Economy

South Carolina is Considering Drastic Action to Cut College Funding

February 11th 2015

Another day, another story about a state de-funding higher education. This time it's South Carolina -- where the South Carolina House of Representatives has recommended that South Carolina State -- the state's only historically black college -- close for two years in order to get its financial house in order. 

Saying the college needs a "clean slate," legislators recommend firing the college's employees, board of trustees, and administrators and reopening in 2017, according to South Carolina newspaper The State. Students who maintain a 2.5 GPA would be eligible for state-funded scholarships to go to other public colleges or other historically black schools.

“We are looking at a bankrupt institution,” said state Rep. Jim Merrill, who chairs the committee making this recommendation, told The State. “No one takes any pleasure in recommending this.”

That said,The State says the proposal is a "long shot" to actually pass the legislature. The South Carolina Senate has a plan to bail out the school with a $12 million cash infusion. The school received a loan last year for $6 million.

South Carolina State's president Thomas Elezy was defiant today, saying that the school would not close.

"I want to make one thing clear. SC State will not close," Elezy said in a statement. "I did not come to this university to serve as its president or for us to fail, and our board has made the same commitment."

The college has asked for $50 million more in funding from the state. Gov. Nikki Haley (R) is against more funding until the college has a better financial plan.

This is a nationwide trend.

While the situations facing each state vary, there is one constant: states are cutting funding for higher education.

State funding of public universities has been trending downward for decades because when state governments experience fiscal shortfalls, colleges are usually first on the chopping block. The decline in government funding usually results in higher tuition, as university administrators seek to recoup the money from the next immediately available source.

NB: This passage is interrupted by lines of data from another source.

PR #805, opened 2019-12-06
[2621] create docker image to serve out maintenance page

misaka:
### Context

Create a docker image that will serve out the maintenance page and log requests to Logit.

Add `Dockerfile` and required config files for NGinx and Filebeat

### Guidance to review

- Is moving the `maintenance.html` page here the right thing to do?
- See me if you want to give this a run locally, but you're not sure where to get the logit logstash host and port values from.

### Checklist

- [x] Attach to Trello card
- [x] Rebased master
- [x] Cleaned commit history


misaka:
[Setup maintenance page for PUBLISH](https://trello.com/c/7fbsueBS/2621-setup-maintenance-page-for-publish)

maintenance/Dockerfile
```diff
@@ -0,0 +1,23 @@
+FROM nginx
```
defong: Can we use the alpine one?

misaka: Tried that. It results in an image that's about 95MB vs 197MB ... so that's not bad, but then the `filebeat` module doesn't include the `nginx` module, and I think `logrotate` isn't fully configured. I ended up deciding it wasn't worth the effort.

PR #806, opened 2019-12-08
[2576] Move org support page to publish

davidgisbey:
### Context

WIP in moving the organisation support page to publish.

What has been done so far 

- Port over functionality from the support app
- Add a link to the header

Still to be completed

- Tests

### Checklist

- [x] Attach to Trello card
- [x] Rebased master
- [x] Cleaned commit history


spec/support/helpers.rb
```diff
@@ -191,6 +191,8 @@ def url_for_resource_collection(resource)
       url_for_resource(resource.provider) + "/courses"
     elsif resource.is_a? AccessRequest
       "/access_requests"
+    elsif resource.is_a? Organisation
+      "/organisations"
```
misaka: We should raise an exception here to make it more obvious where we've missed adding something to this rickety framework.

spec/support/serializers/organisation_serializer.rb
```diff
@@ -3,6 +3,7 @@ class OrganisationSerializer < JSONAPI::Serializable::Resource
   has_many :organisation_users
 
   has_many :users, through: :organisation_users
+  has_many :providers
```
misaka: The requirement for this is not-so-obvious. One idea for making it more obvious is to add a validation to `stub_api_v2_resource`, `stub_api_v2_resource_collection`, etc, that would check that any included resources show up in the generated `jsonapi_response`, and raise an error if it's missing. This would imply that it's missing from the serialiser here.

app/helpers/dfe_signin_helper.rb
```diff
@@ -0,0 +1,9 @@
+module DfeSigninHelper
+  def dfe_signin_user_audit_link(user)
+    "https://support.signin.education.gov.uk/users/#{user.sign_in_user_id}/audit"
```
misaka: Any reason not to put the hostname into `Settings`?

app/helpers/dfe_signin_helper.rb
```diff
@@ -0,0 +1,9 @@
...
+  end
+
+  def dfe_signin_email_search(email)
+    "https://support.signin.education.gov.uk/users?criteria=#{email}"
```
misaka: Any reason not to put the hostname into `Settings`?

app/views/organisations/_organisation.html.erb
```diff
@@ -0,0 +1,32 @@
...
+    <% end %>
+  </td>
+  <td class="govuk-table__cell" data-qa="organisation-table-row__providers">
+    <% providers = organisation.providers %>
+    <% if providers.present? %>
+      <% if providers.size == 1 %>
+        <%= provider_details(providers.first) %>
+      <% else %>
+        <ul class="govuk-list govuk-list--bullet">
+          <% providers.map do |i| %>
```
misaka: `i`??? I know it's just a short loop, but surely we can do better!! ;)

spec/factories/organisation.rb
```diff
@@ -2,7 +2,25 @@
...
+    transient do
+      providers { [] }
+      users { [] }
+    end
+
     sequence(:id)
     name { "Organisation" }
+    nctl_ids { [] }
+
+    after :build do |organisation, evaluator|
```
misaka: Can we add the comment from the other factories about how this unexpected bit of code is necessary for the JSONAPI client?

app/controllers/organisations_controller.rb
```diff
@@ -0,0 +1,18 @@
+class OrganisationsController < ApplicationController
```
defong: don't this need to be locked down, to admin users only?

dankmitchell: Yeah, its managed by the backend i.e.

Screenshot 2019-12-12 at 13 07 28

defong: :+1:

spec/support/helpers.rb
dankmitchell: Done

app/helpers/dfe_signin_helper.rb
dankmitchell: Removed

app/views/organisations/_organisation.html.erb
dankmitchell: Agreed and sorted

app/helpers/dfe_signin_helper.rb
dankmitchell: Removed

spec/support/serializers/organisation_serializer.rb
dankmitchell: I think this is going to be harder than originally thought because of the through includes i.e. provider include `courses.accrediting_provider`.

defong:
[Move org#index](https://trello.com/c/TefMTNbR/2576-move-orgindex)

config/settings.yml
```diff
@@ -10,7 +10,7 @@ dfe_signin:
   # URL of this app for the callback after sigining in
   base_url: https://localhost:3000
   # The URL support users are directed to in order to find a user by email
-  email_search_url: https://support.signin.education.gov.uk/users?criteria=%<email>s
+  user_search_url: https://support.signin.education.gov.uk/users
```
defong: should this be per env?

spec/factories/user_factory.rb
```diff
@@ -10,6 +10,7 @@
     admin      { false }
     accept_terms_date_utc { Time.current }
     organisation_users { [] }
+    sign_in_user_id { "123456" }
```
defong: fake bot?

config/settings.yml
```diff
@@ -10,7 +10,7 @@ dfe_signin:
   # URL of this app for the callback after sigining in
   base_url: https://localhost:3000
   # The URL support users are directed to in order to find a user by email
-  email_search_url: https://support.signin.education.gov.uk/users?criteria=%<email>s
+  user_search_url: https://signin-test-sup-as.azurewebsites.net
```
defong: missing `/users`

config/settings.yml
dankmitchell: Done

PR #812, opened 2019-12-10
[2614] Outcome page reorder choices

danielburnley:
### Context

In order to bring the prototype in line with the application, we need to order the choices for outcomes. 

Originally this was done in the backend, but as it is display logic, it was better suited to the frontend with some checks to have assurance there are no extra options needed to be displayed

- Order options for outcomes
- Add checks for provided edit options

### Checklist

- [x] Attach to Trello card
- [x] Rebased master
- [x] Cleaned commit history

### DIFF
--- a/app/controllers/courses/outcome_controller.rb
+++ b/app/controllers/courses/outcome_controller.rb
@@ -1,8 +1,17 @@
 module Courses
   class OutcomeController < ApplicationController
     include CourseBasicDetailConcern
+    before_action :order_edit_options, only: %i[edit new]
 
   private
+
+    def order_edit_options
+      @course.meta["edit_options"]["qualifications"] = if @course.level == "further_education"
+                                                         %w[pgce pgde]
+                                                       else
+                                                         %w[pgce_with_qts qts pgde_with_qts]
+                                                       end
+    end
 
     def current_step
       :outcome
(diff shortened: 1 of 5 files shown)


app/controllers/courses/outcome_controller.rb
```diff
@@ -1,13 +1,43 @@
...
     def current_step
       :outcome
     end
 
+    def ensure_edit_options_are_equal
+      qualification_options = @course.meta["edit_options"]["qualifications"]
+
+      if @course.level == "further_education"
+        if qualification_options.sort != non_qts_qualifications.sort
+          raise "Non QTS qualification options do not match"
```
misaka: I'm having a hard time parsing all this. Two suggestions come to mind:

1. I found the `sort` a little distracting here, even though now that I've read it, it's obviously matching the two arrays. I feel like this might be better, but maybe it's just because I wrote it:

```
        if (qualification_options.to_set ^ non_qts_qualifications.to_set).any?
```

2. what about moving the error raising into `qts_qualifications` and `non_qts_qualifications`? The `@course.level == "further_education"` check is being duplicated here, so that would simplify it.

danielburnley: I'm not 100% that number 1 is more readable, as it needs you to then think about sets and what that means. Though I could extract them to a helper method for just `are_qualifications_equal`, which is probably the better option :D 

Could potentially move the exception raising - i'll have a go and see how it looks :+1:

PR #831, opened 2019-12-17
Use the same environment colours as Apply

fofr:
- Staging is red
- QA is orange, not the focus colour

### DIFF
--- a/app/webpacker/stylesheets/_environments.scss
+++ b/app/webpacker/stylesheets/_environments.scss
@@ -2,17 +2,22 @@
   background: govuk-colour("dark-grey");
 }
 
-.app-tag--staging,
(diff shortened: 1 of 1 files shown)


app/webpacker/stylesheets/_environments.scss
```diff
@@ -2,17 +2,22 @@
   background: govuk-colour("dark-grey");
 }
 
-.app-tag--staging,
 .app-tag--qa {
-  background: govuk-colour("yellow");
-  color: $govuk-text-colour;
+  background: govuk-colour("orange");
```
misaka: Of course, `govuk` is going to spell `colour` correctly. :) Vive l'Alliance Anglaise!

The problem, though, is that these cuts are never temporary. When the fiscal crisis ends and the budget becomes balanced, the cuts to state funding have usually not been restored; instead, the reduced levels of funding become the new baseline. And the next time there’s a budget crunch, the cycle repeats all over again. It works like a ratchet: funding can go down very easily, but good luck getting it to go back where it was.

South Carolina follows on the heels of Wisconsin -- where Gov. Scott Walker has proposed cutting $300 million from the University of Wisconsin System -- and Kansas -- where Gov. Sam Brownback announced $45 million in cuts.

The solution? Voting.

Until voters demand that state legislators prioritize higher education funding, colleges will continue to lose revenue from states, and they will do what they always do to make up the difference: raise tuition. The best way to make your demands heard? Vote for politicians who won't cut college funding.